Another source of conflict could involve situations where a Lead, a Second or Followers disagree over the placement of claims in an insurance tower covering one particular policy year, over another. This may become contentious where participating insurers have different reinsurance treaties covering different policy years, impacting their net exposures.

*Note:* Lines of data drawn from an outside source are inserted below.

PR #3182, opened 2022-04-06
Preparations and  refactoring for #3149

ggreif:
This is mostly mechanical. The intention is to take out some of the patch pressure (and mental load) from #3149.

### DIFF
--- a/src/codegen/compile.ml
+++ b/src/codegen/compile.ml
@@ -5551,7 +5551,7 @@ module MakeSerialization (Strm : Stream) = struct
       E.else_trap_with env "data buffer not filled" ^^
 
       get_refs_size ^^
-      G.i (Test (Wasm.Values.I32 I32Op.Eqz)) ^^
+      compile_unboxed_const 0l ^^
       E.else_trap_with env "cannot send references on IC System API" ^^
 
       get_data_start ^^
--- a/src/codegen/compile.ml
+++ b/src/codegen/compile.ml
@@ -4630,7 +4630,7 @@ module MakeSerialization (Strm : Stream) = struct
         G.i (Binary (Wasm.Values.I32 I32Op.Or)) ^^
         get_tag ^^ compile_eq_const Tagged.(int_of_tag Array) ^^
         G.i (Binary (Wasm.Values.I32 I32Op.Or)) ^^
-        E.else_trap_with env "object_size/Mut: Unexpected tag " ^^
+        E.else_trap_with env "object_size/Mut: Unexpected tag" ^^
         (* Check if we have seen this before *)
         get_tag ^^ compile_eq_const Tagged.(int_of_tag StableSeen) ^^
         G.if0 begin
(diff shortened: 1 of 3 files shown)


src/codegen/compile.ml
```diff
@@ -5756,6 +5755,10 @@ module Serialization = MakeSerialization(BumpStream)
 
 module Stabilization = struct
 
+  let extend64 code = code ^^ G.i (Convert (Wasm.Values.I64 I64Op.ExtendUI32))
```
nomeata, line 5758: My style so far was to pass `code` only when the argument can’t simply be the top element of the stack. Higher order stuff is alwasy harder to understand when called. So I’d advise against it.

You maybe could add `compile_extend64` to our list of `compile_…` functions. (And maybe they need a shorter naming convention).

nomeata (approved):
Minor matter-of-opinion comment, but approving to unblock you

src/codegen/compile.ml
```diff
@@ -5544,15 +5544,14 @@ module MakeSerialization (Strm : Stream) = struct
...
 
       get_data_start ^^ get_data_size ^^ G.i (Binary (Wasm.Values.I32 I32Op.Add)) ^^
       G.i (Compare (Wasm.Values.I32 I32Op.Eq)) ^^
-      E.else_trap_with env "data buffer not filled " ^^
+      E.else_trap_with env "data buffer not filled" ^^
 
       get_refs_size ^^
-      compile_unboxed_const 0l ^^
-      G.i (Compare (Wasm.Values.I32 I32Op.Eq)) ^^
+      G.i (Test (Wasm.Values.I32 I32Op.Eqz)) ^^
```
nomeata, line 5554: Using
```
compile_eq_const 0l
```
and optimizing there or in the peep-hole-optimizier might be a bit more declarative and less line-noisy.

ggreif: Yes, #3149 already does the emissions part. I will prepare a peephole patch when I have time.

ggreif, line 5554:
```suggestion
      compile_unboxed_const 0l ^^
```

src/codegen/compile.ml
ggreif: My hope is that we'll be able to get rid of these conversions when gradually more variables/data trust to 64 bits. This `extend64` is well-confined here and   will be hopefully eliminated soon in one way or the other.

src/codegen/compile.ml
```diff
@@ -5551,7 +5551,7 @@ module MakeSerialization (Strm : Stream) = struct
       E.else_trap_with env "data buffer not filled" ^^
 
       get_refs_size ^^
-      G.i (Test (Wasm.Values.I32 I32Op.Eqz)) ^^
+      compile_unboxed_const 0l ^^
```
nomeata, line 5554: `compile_eq_const`, not `compile_unboxed_const`

src/codegen/compile.ml
```diff
@@ -5544,15 +5544,14 @@ module MakeSerialization (Strm : Stream) = struct
...
-      E.else_trap_with env "reference buffer not filled " ^^
+      E.else_trap_with env "reference buffer not filled" ^^
 
       get_data_start ^^ get_data_size ^^ G.i (Binary (Wasm.Values.I32 I32Op.Add)) ^^
       G.i (Compare (Wasm.Values.I32 I32Op.Eq)) ^^
-      E.else_trap_with env "data buffer not filled " ^^
+      E.else_trap_with env "data buffer not filled" ^^
 
       get_refs_size ^^
       compile_unboxed_const 0l ^^
```
ggreif, line 5554:
```suggestion
      compile_eq_const 0l ^^
```

src/codegen/compile.ml
ggreif: Yeah, silly me. Copied from the wrong place. Corrected.

src/codegen/compile.ml
ggreif: I left https://github.com/dfinity/motoko/issues/3183 for the peephole.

Also, if the exposure is significant, it can become a dispute, which may not be easily soluble.

 

 

A third source of conflict could involve situations where Second and Followers may perceive a given policy limits claim, directed by the Lead resulting in disproportionate and inequitable payments of insurance proceeds, constituting a waste, and possibly giving rise to extra – contractual damages.

 

 

All of these situations, and others that I am unable to currently foresee, may require an efficient and effective dispute resolution mechanism to insure that disagreements among the syndicate companies to a tower are resolve quickly cheaply and confidentially. In reviewing Section 5.0 "Resolution of Disagreements" under Market Bulletin Ref: Y4531, which describes the 2010 “Claims Scheme Process Guidelines," there does not appear to be any mention of a disputes resolution process, other than a meet and confer provision. Also Lloyd’s underwriters are required to use their best endeavours to reach a consensus under Market Bulletin Ref: Y4522 which also makes reference to a mediation and arbitration process as "prescribed by Lloyd’s from time to time". These provisions are designed to make it easier for Lloyd’s co-insurers as opposed to non-Lloyd’s co-insurers to resolve issues amongst themselves without recourse to formal dispute resolution proceedings. Although it represents an effort to address future disputes among Lloyd’s co-insurers, this may not entirely avoid the risk of formal proceedings, especially considering the types of disputes that could arise from the issues I set forth above.

 

 

The CTP may require a new and expedited regime to resolve FI, PI & D&O coverage disputes among Lloyd’s carriers, quickly, quietly and efficiently, minimizing any disruptions of the claims handling process. This may ultimately give rise to mediation and arbitration opportunities in the United States and abroad to resolve disputes among Lloyd’s syndicates in connection with US and non-US venued claims.

 

 

Cornerstone Releases M&A Related LItigatoin Study: Iin a recent post (here), I previewed a then-forthcoming study from Cornerstone Research with regard to M&A related litigation. Cornerstone Research has now released its study, entitled "Recent Developments in Sharholder Litigation Involving Mergers and Acquisitions" (here). The final report contains additional information beyond the specific items I reviewed in my prior blog post. Special thanks to Cornerstone Research for sending me a link to the final report.

 

 

 

The North Korean Kindergarten Quintet: For today’s music interlude we are featuring a video that is simultaneously impressive and deeply disturbing. Watch these children perform and see if, in addition to being slowly but completely creeped out, you don’t find yourself gaining a little insight into the reason there were real tears when Kim Jong-Il died in December. The more basic question is why they aren’t crying all the time.